### DATA FOR PROCESSING
PR #576, opened 2020-05-19
Update read envi

### LINKED ISSUE #565: Set default wavelength units for ENVI files
@Mamatemenrs gave us some sample hyperspectral data to test with because it was not working with `pcv.readimage`. I found two issues.

First, the file names were:

```
REFLECTANCE_2019-06-09_010.dat
REFLECTANCE_2019-06-09_010.hdr
```

But we expect:

```
REFLECTANCE_2019-06-09_010.dat
REFLECTANCE_2019-06-09_010.dat.hdr
```

Second, the `hdr` file was missing the `wavelength units` key-value pair.

For the missing `wavelength units` key in the `hdr` file, I think we can check if the key exists in the parsed header file and if it doesn't set `wavelength units` to `nm` by default. If I rename the files as we expect and add this key-value pair to the `hdr` file PlantCV reads the image in correctly.

For the file extensions, I think what we have and what @Mamatemenrs has seem like they could both be common. Maybe we should check for the existence of `filename + ".hdr"`, and if it doesn't exist, check for `filename[:-4] + ".hdr"`?

HaleySchuhl:
**Describe your changes**
* closes #565 

**Type of update**
Is this a:
* Bug fix
*  feature enhancement

### DIFF
--- a/plantcv/plantcv/hyperspectral/read_data.py
+++ b/plantcv/plantcv/hyperspectral/read_data.py
@@ -166,10 +166,9 @@ def read_data(filename):
     max_pixel = float(np.amax(array_data))
     min_pixel = float(np.amin(array_data))
 
-    try:
-        wavelength_units = header_dict["wavelength units"]
-    except:
-        wavelength_units = "nm"
+    wavelength_units = header_dict.get("wavelength units")
+    if wavelength_units is None:
+        wavelength units = "nm"
 
         # Create an instance of the spectral_data class
     spectral_array = Spectral_data(array_data=array_data,
--- a/plantcv/plantcv/hyperspectral/read_data.py
+++ b/plantcv/plantcv/hyperspectral/read_data.py
@@ -164,7 +164,12 @@ def read_data(filename):
     max_pixel = float(np.amax(array_data))
     min_pixel = float(np.amin(array_data))
 
-    # Create an instance of the spectral_data class
+    try:
+        wavelength_units = header_dict["wavelength units"]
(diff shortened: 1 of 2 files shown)


plantcv/plantcv/hyperspectral/read_data.py
```diff
@@ -107,7 +107,9 @@ def read_data(filename):
     # Initialize dictionary
     header_dict = {}
 
-    headername = filename + ".hdr"
+    # Remove any file extension and set .hdr filename
+    filename_base = filename.split(".")[0]
```
nfahlgren, line 111:
```suggestion
    filename_base = os.path.splitext(filename)[0]
```

This code will be a little more robust in case someone has a file name with more than one "." in it.

plantcv/plantcv/hyperspectral/read_data.py
```diff
@@ -164,15 +166,20 @@ def read_data(filename):
     max_pixel = float(np.amax(array_data))
     min_pixel = float(np.amin(array_data))
 
-    # Create an instance of the spectral_data class
+    try:
+        wavelength_units = header_dict["wavelength units"]
+    except:
+        wavelength_units = "nm"
```
nfahlgren, line 172:
```suggestion
    wavelength_units = header_dict.get("wavelength units")
    if wavelength_units is None:
        wavelength units = "nm"
```

This isn't effectively different, but all lines should be tested based on your changes to the test data.

PR #582, opened 2020-06-05
 Spatial Clustering Algorithm

SethPolydore:
Contains the actual script and a grayscale mask to test against.  

***Purpose of Pull request***
Adds a new function called spatial_clustering.
This algorithm automatically counts the number of features in a picture.  These features can be whole plants, flowers, leaves, etc.  It uses a binary mask as an input. 

***Type of Update***
New Feature


plantcv/plantcv/spatial_clustering.py
```diff
@@ -0,0 +1,85 @@
...
+    colors = color_palette(n_clusters_ + 1)
+    dict_of_colors = {}
+    sub_mask = []
+    h, w = backtorgb.shape[:2]
+    image = np.zeros((h, w, 3), np.uint8)
+    for y in range(-1, n_clusters_ + 1):
+        dict_of_colors[str(y)] = colors[y]
+    for y in range(0, n_clusters_):
+        sub_mask.append(np.zeros((h, w, 3), np.uint8))
+    dict_of_colors[str(-1)] = (255, 255, 255)
```
nfahlgren, line 64:
```suggestion
```

By removing -1 from the range above this line can be removed.

plantcv/plantcv/spatial_clustering.py
```diff
@@ -0,0 +1,85 @@
...
+    for z in range(0, len(db.labels_)):
+        if not db.labels_[z] == -1:
```
nfahlgren, line 66:
```suggestion
```

As above, removing the -1 index means this line can be removed.

plantcv/plantcv/spatial_clustering.py
```diff
@@ -0,0 +1,85 @@
...
+    n_clusters_ = len(set(db.labels_)) - (1 if -1 in db.labels_ else 0)
+    colors = color_palette(n_clusters_ + 1)
+    dict_of_colors = {}
+    sub_mask = []
+    h, w = backtorgb.shape[:2]
+    image = np.zeros((h, w, 3), np.uint8)
+    for y in range(-1, n_clusters_ + 1):
+        dict_of_colors[str(y)] = colors[y]
+    for y in range(0, n_clusters_):
+        sub_mask.append(np.zeros((h, w, 3), np.uint8))
```
nfahlgren, line 63:
```suggestion
        sub_mask.append(np.zeros((h, w), np.uint8))
```

For the list of masks I think let's make them binary images (I removed the color dimension).

plantcv/plantcv/spatial_clustering.py
```diff
@@ -0,0 +1,85 @@
...
+    dict_of_colors[str(-1)] = (255, 255, 255)
+    for z in range(0, len(db.labels_)):
+        if not db.labels_[z] == -1:
+            sub_mask[db.labels_[z]][zipped[z][0], zipped[z][1]] = (dict_of_colors[str(db.labels_[z])][2],
+                                                                   dict_of_colors[str(db.labels_[z])][1],
+                                                                   dict_of_colors[str(db.labels_[z])][0])
```
nfahlgren, line 69:
```suggestion
            sub_mask[db.labels_[z]][zipped[z][0], zipped[z][1]] = 255
```

To make the masks binary we just need to set the value of each pixel to 255.

plantcv/plantcv/spatial_clustering.py
```diff
@@ -0,0 +1,85 @@
...
+
+        image[zipped[z][0], zipped[z][1]] = (dict_of_colors[str(db.labels_[z])][2],
+                                             dict_of_colors[str(db.labels_[z])][1],
+                                             dict_of_colors[str(db.labels_[z])][0])
+    params.device += 1
+
+    if params.debug == 'print':
+        print_image(image, "full_image_mask.png")
+        for c in range(0, len(sub_mask)):
+            print_image(sub_mask[c], "subimage_cluster_" + str(c) + ".png")
```
nfahlgren, line 79:
```suggestion
```

I think we can print only the colorized image for debugging purposes.

plantcv/plantcv/spatial_clustering.py
```diff
@@ -0,0 +1,85 @@
...
+    elif params.debug == 'plot':
+        plot_image(image)
+        for c in range(0, len(sub_mask)):
+            plot_image(sub_mask[c])
```
nfahlgren, line 83:
```suggestion
```

Same as above, no need to plot the individual masks.

plantcv/plantcv/spatial_clustering.py
nfahlgren: @SethPolydore pointed out we do actually need to account for a -1 label, for points not assigned to a cluster. In the example I was working with there were no unassigned, but it can happen.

### INSTRUCTIONS FOR THE TASK
Look over the listing. Pull out every line with the string "test" in it.

### EXERCISE OUTPUT
@Mamatemenrs gave us some sample hyperspectral data to test with because it was not working with `pcv.readimage`. I found two issues.
This isn't effectively different, but all lines should be tested based on your changes to the test data.
Contains the actual script and a grayscale mask to test against.  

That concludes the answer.